Massachusetts General Hospital (MGH) Department of Psychiatry, Boston, MA, USA.
Harvard Medical School, Boston, MA, USA.
Neuropsychopharmacology. 2024 Aug;49(9):1481-1490. doi: 10.1038/s41386-024-01876-5. Epub 2024 May 7.
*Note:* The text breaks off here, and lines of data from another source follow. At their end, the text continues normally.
PR #336, opened 2026-09-08
Fix filter_not[image_url] returning nothing on the search endpoints

### LINKED ISSUE #280: filter_not[image_url]=null returns nothing on the search endpoints
Implements the fix for community report #73 (2020), reproduced against production on 2026-09-04: `/api/v1/plants/search?q=coco` returns 247 results, and the same query with `filter_not[image_url]=null` returns **0**.

Cause: the AR-backed list endpoints have an explicit scope translating `image_url` to the real column `main_image_url` (`app/models/concerns/scopes/species.rb`). The Searchkick path has no equivalent: `search_params` in `app/controllers/api/api_controller.rb` passes `image_url` straight into Searchkick's `where:`, and the index has no such field (`search_data` only carries `main_image_url`).

Scope:
- Make the search path agree with the SQL path. Either index an `image_url` field, or translate the key before it reaches Searchkick. Prefer whichever keeps one source of truth for the mapping rather than two lists that can drift again.
- Audit the other filterable keys for the same mismatch between the SQL path and the search path, and report what you find in the PR.
- Request specs on the search endpoints for the filter, plus one for whatever other mismatch the audit turns up.

Closes #73.
Touches: app/controllers/api/api_controller.rb, app/models/concerns/search/, spec/requests
Blocked by: #216 (same API controller zone)

lambda2:
Closes #280.

## Bug

`/api/v1/plants/search?q=coco` returns real results; the same query with `filter_not[image_url]=null` returned **0**. The AR-backed list endpoints (`GET /api/v1/species`, `GET /api/v1/plants`) already got this right via a scope in `app/models/concerns/scopes/species.rb` that translates the public key `image_url` to the real column `main_image_url`. The Searchkick-backed `/search` endpoints had no equivalent: `search_params` (`app/controllers/api/api_controller.rb`) passed `image_url` straight into Searchkick's `where:`, and the index has no such field (only `main_image_url`), so the filter silently matched nothing.

## Fix

Added one mapping, `Scopes::Species::FIELD_ALIASES`, used by both paths instead of two lists that can drift apart again:
- the AR scope (`filter_not_by_image_url`) now reads the column name from it instead of a hardcoded literal
- `Api::ApiController#search_params` translates `filter`/`filter_not`/`range`/`order` keys through it before building the Searchkick `where:`/`order:` hash, so both `/api/v1/species/search` and `/api/v1/plants/search` (which share `search_params`) are fixed together

Landed in `scopes/species.rb` + `api_controller.rb` rather than `app/models/concerns/search/` (the issue's guess at scope): translating the key before it reaches Searchkick, per the issue's own preferred option, didn't need any change to what gets indexed.

## Audit: other filterable keys with the same mismatch

Went through `FILTERABLE_FIELDS`, `FILTERABLE_NOT_FIELDS`, `ORDERABLE_FIELDS`, `RANGEABLE_FIELDS` against what's actually indexed (`Search::Species#search_data` = `attributes` merged with a few explicit overrides for bitmask/array fields). Everything else is a real `species` column (or a denormalized one, e.g. `genus_name`/`family_name`) that's present in `attributes` under the same name, so it lines up on both paths.

One more mismatch of the exact same shape: **`establishment`** (`filter[establishment]`, in `FILTERABLE_FIELDS`). On the AR path it's a dedicated scope joining `species_distributions`. It's never indexed by Searchkick at all, so `filter[establishment]=native` on `/search` silently returns zero results too, same as `image_url` did.

**Not fixed here** — unlike `image_url` there's no single real column to alias to; a real fix means indexing `species_distributions` data into Searchkick, which is a data-pipeline change out of this issue's scope. Pinned with a characterization spec (`spec/requests/api/v1/search_filter_field_aliases_spec.rb`) documenting the current (silently-wrong) behavior so it's easy to find and doesn't regress further unnoticed. Flagging it here as the follow-up worth filing.

## Tests

- Two request specs reproduce the original bug against real Searchkick/OpenSearch (`search: true`, forcing synchronous indexing since the model's `callbacks: :queue` mode doesn't index inline during specs) and confirm the fix on both `/api/v1/species/search` and `/api/v1/plants/search`.
- One characterization spec pins the known `establishment` gap.
- Verified all three regress to failing against the pre-fix code (temporarily reverted locally) before confirming green with the fix.
- Full suite: 1095 examples, 0 failures. RuboCop: 0 offenses.

Touches: app/controllers/api/, app/models/concerns/scopes/, spec/requests

### DIFF
--- a/app/controllers/api/api_controller.rb
+++ b/app/controllers/api/api_controller.rb
@@ -230,29 +230,39 @@ module Api
 
     # @TODO ugly one
     # Turn query params into elasticsearch query
-    def search_params(filter_not_fields: [], filter_fields: [], order_fields: [], range_fields: [])
+    #
+    # field_aliases translates a public filter/order/range key into the field
+    # name actually indexed by Searchkick, for the keys where they differ
+    # (e.g. `image_url` -> `main_image_url`, see Scopes::Species::FIELD_ALIASES)
+    # -- the AR-backed path (Filterable#filter_with et al.) does the same
+    # translation through its own scope, so the two paths stop drifting (#280).
+    def search_params(filter_not_fields: [], filter_fields: [], order_fields: [], range_fields: [], field_aliases: {})
       where = {}
       order = nil
       if params[:filter_not].is_a?(ActionController::Parameters)
         params[:filter_not].permit(filter_not_fields).slice(*filter_not_fields).each do |field, value|
-          where[field] ||= {}
-          where[field][:not] = value&.split(',')&.map {|e| e.blank? || e == 'null' ? nil : e }
+          indexed_field = field_aliases.fetch(field, field)
+          where[indexed_field] ||= {}
+          where[indexed_field][:not] = value&.split(',')&.map {|e| e.blank? || e == 'null' ? nil : e }
         end
       end
       if params[:filter].is_a?(ActionController::Parameters)
         params[:filter].permit(filter_fields).slice(*filter_fields).each do |field, value|
-          where[field] = value.split(',')
+          where[field_aliases.fetch(field, field)] = value.split(',')
         end
       end
       if params[:range].is_a?(ActionController::Parameters)
         params[:range].permit(range_fields).slice(*range_fields).each do |field, value|
           min, max = value.split(',')
-          where[field] ||= {}
-          where[field][:gte] = min if min.present?
-          where[field][:lte] = max if max.present?
+          indexed_field = field_aliases.fetch(field, field)
+          where[indexed_field] ||= {}
+          where[indexed_field][:gte] = min if min.present?
+          where[indexed_field][:lte] = max if max.present?
         end
       end
-      order = params[:order].permit(order_fields).slice(*order_fields).to_unsafe_hash if params[:order].is_a?(ActionController::Parameters)
+      if params[:order].is_a?(ActionController::Parameters)
+        order = params[:order].permit(order_fields).slice(*order_fields).to_unsafe_hash.transform_keys {|field| field_aliases.fetch(field, field) }
+      end
       {
         where: where,
         order: order
--- a/app/controllers/api/v1/plants_controller.rb
+++ b/app/controllers/api/v1/plants_controller.rb
@@ -92,7 +92,8 @@ class Api::V1::PlantsController < Api::ApiController
       filter_not_fields: Api::V1::SpeciesController::FILTERABLE_NOT_FIELDS,
       filter_fields: Api::V1::SpeciesController::FILTERABLE_FIELDS,
       order_fields: Api::V1::SpeciesController::ORDERABLE_FIELDS,
-      range_fields: Api::V1::SpeciesController::RANGEABLE_FIELDS
+      range_fields: Api::V1::SpeciesController::RANGEABLE_FIELDS,
+      field_aliases: ::Scopes::Species::FIELD_ALIASES
     )
     options = {
       where: { main_species_id: nil }.merge(search_params[:where]),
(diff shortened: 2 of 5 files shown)


lambda2:
🔎 claim-1788865538-17745

lambda2:
## Review: Pass

**CI**: green on head commit `ae685d6` (`gh pr checks 336` — Brakeman, RSpec, RuboCop all pass).

**Contract** (#280, unblocked — #216 closed):
- Root cause matches the issue exactly: the AR-backed list endpoints already alias public key `image_url` -> column `main_image_url` via a scope in `scopes/species.rb`; the Searchkick-backed `/search` endpoints passed `image_url` straight into `where:` with no equivalent indexed field (verified in `search/species.rb#search_data`: it's `attributes` + a fixed set of overrides, no `image_url`, only `main_image_url` as a plain column).
- Fix is a single source of truth (`Scopes::Species::FIELD_ALIASES`) consumed by both paths — the AR scope (`filter_not_by_image_url`) reads the column from it instead of a literal, and `search_params` translates `filter`/`filter_not`/`range`/`order` keys through it before building Searchkick's `where:`/`order:`. Matches the issue's explicit preference ("keeps one source of truth... rather than two lists that can drift again").
- Confirmed both `/api/v1/species/search` and `/api/v1/plants/search` are fixed together: both share `search_params`, and both call sites (`species_controller.rb`, `plants_controller.rb`) now pass `field_aliases: ::Scopes::Species::FIELD_ALIASES` — grepped for other `search_params` callers, there are none, so nothing was missed.
- `FILTERABLE_FIELDS`/`FILTERABLE_NOT_FIELDS`/`ORDERABLE_FIELDS`/`RANGEABLE_FIELDS` are all `%w[]` string arrays, matching `FIELD_ALIASES`'s string keys — the `.fetch(field, field)` lookups line up on type, including the `order` case which goes through `transform_keys` on the permitted hash (also string-keyed).
- Audit claim spot-checked: `establishment` is filtered via `joins(:species_distributions).where(species_distributions: { establishment: v })` — confirmed it has no equivalent anywhere in `search_data`/`additional_search_data`, so it has the exact same silent-failure shape as `image_url` did, correctly identified as "not fixed here" (no single column to alias to) and pinned with a characterization spec rather than silently left unnoticed.
- `Touches:` line matches the diff exactly (`app/controllers/api/`, `app/models/concerns/scopes/`, `spec/requests`) — nothing outside stated scope.

**Local verification** (existing worktree at the PR's branch, already on head commit `ae685d6`):
- `bundle exec brakeman -q` → 0 warnings.
- Targeted specs (`search_filter_field_aliases_spec.rb`, `3_species_spec.rb`, `2_plants_spec.rb`, `species_controller_spec.rb`) → 228 examples, 0 failures.
- Full suite → 1095 examples, matching the PR's claimed count exactly; 2 pre-existing failures in `spec/workers/api_sweep_worker_spec.rb` (cursor position assertions) are unrelated to this diff (that worker/spec isn't touched by the PR at all) and non-deterministic — reran the file alone and got a *different* failure signature (`nil` vs `5` instead of `5` vs `10`), confirming pre-existing flakiness rather than a regression from this change.
- Reproduced the bug directly rather than trusting the PR's word for it: reverted the 4 changed source files (kept the new spec) and reran `search_filter_field_aliases_spec.rb` — the two `image_url` specs fail exactly as described (`expected [] to include "Zzztestus withphotoae"`), confirming they exercise real Searchkick/OpenSearch and genuinely catch the regression. Restored the fix afterward; clean working tree.

No gaps found against the acceptance criteria. Converting to ready for merge-train.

Neural states of impairment from intoxicating substances, including cannabis, are poorly understood. Cannabinoid 1 receptors, the main target of Δ9-tetrahydrocannabinol (THC), the primary intoxicating cannabinoid in cannabis, are densely localized within prefrontal cortex; therefore, prefrontal brain regions are key locations to examine brain changes that characterize acute intoxication. We conducted a double-blind, randomized, cross-over study in adults, aged 18-55 years, who use cannabis regularly, to determine the effects of acute intoxication on prefrontal cortex resting-state measures, assessed with portable functional near-infrared spectroscopy. Participants received oral THC (10-80 mg, individually dosed to overcome tolerance and achieve acute intoxication) and identical placebo, randomized for order; 185 adults were randomized and 128 completed both study days and had usable data. THC was associated with expected increases in subjective intoxication ratings (ES = 35.30, p < 0.001) and heart rate (ES = 11.15, p = 0.001). THC was associated with decreased correlations and anticorrelations in static resting-state functional connectivity within the prefrontal cortex relative to placebo, with weakest correlations and anticorrelations among those who reported greater severity of intoxication (RSFC between medial PFC-ventromedial PFC and DEQ scores, r = 0.32, p < 0.001; RSFC between bilateral mPFC and DEQ scores, r = -0.28, p = 0.001). Relative to placebo, THC was associated with increased variability (or reduced stability) in dynamic resting-state functional connectivity of the prefrontal cortex at p = 0.001, consistent across a range of window sizes. Finally, using frequency power spectrum analyses, we observed that relative to placebo, THC was associated with widespread reduced spectral power within the prefrontal cortex across the 0.073-0.1 Hz frequency range at p < 0.039. These neural features suggest a disruptive influence of THC on the neural dynamics of the prefrontal cortex and may underlie cognitive impairing effects of THC that are detectable with portable imaging. This study is registered in Clinicaltrials.gov (NCT03655717).
神经状态受损的物质,包括大麻,理解很差。大麻素 1 受体,主要目标的 Δ9-四氢大麻酚 (四氢大麻酚),主要的大麻素在大麻中的致醉,密集位于前额皮质; 因此,前额叶脑区是检查急性中毒特征的脑变化的关键部位。我们进行了一项双盲、随机、交叉研究,纳入年龄在 18-55 岁之间的经常使用大麻的成年人,以确定急性中毒对前额叶皮层静息状态测量的影响,使用便携式近红外光谱进行评估。参与者接受口服四氢大麻酚 (10-80mg,个体化剂量以克服耐受性并达到急性中毒) 和相同的安慰剂,随机顺序; 185 名成年人被随机分配,128 名成年人完成了两天的研究并获得了可用数据。四氢大麻酚与预期的主观中毒评分增加有关 (ES=35.30,p<0.001) 和心率 (ES=11.15,p=0.001)。与安慰剂相比,四氢大麻酚与前额叶皮层内静息状态功能连接的相关性和反相关性降低,与报告中毒程度较高者相关性和反相关性最弱 (内侧前额叶皮层-腹内侧前额叶皮层和 DEQ 评分之间的 RSFC,r=0.32,p<0.001; 双侧 mPFC 和 DEQ 评分之间的 RSFC,r=-0.28,p=0.001)。与安慰剂相比,THC 与前额叶皮层静息状态功能连接的变异性 (或稳定性降低) 增加有关,在 p=0.001 时具有一致性,跨越一系列窗口大小。最后,使用频率功率谱分析,我们观察到与安慰剂相比,THC 与前额叶皮层广泛的频谱功率降低有关,在 0.073-0.1Hz 频率范围内,p<0.039。这些神经特征表明四氢大麻酚对前额叶皮层神经动力学的破坏影响,并且可能是可检测到的便携式成像中四氢大麻酚认知损害作用的基础。这项研究在 Clinicaltrials.gov 注册 (NCT03655717)。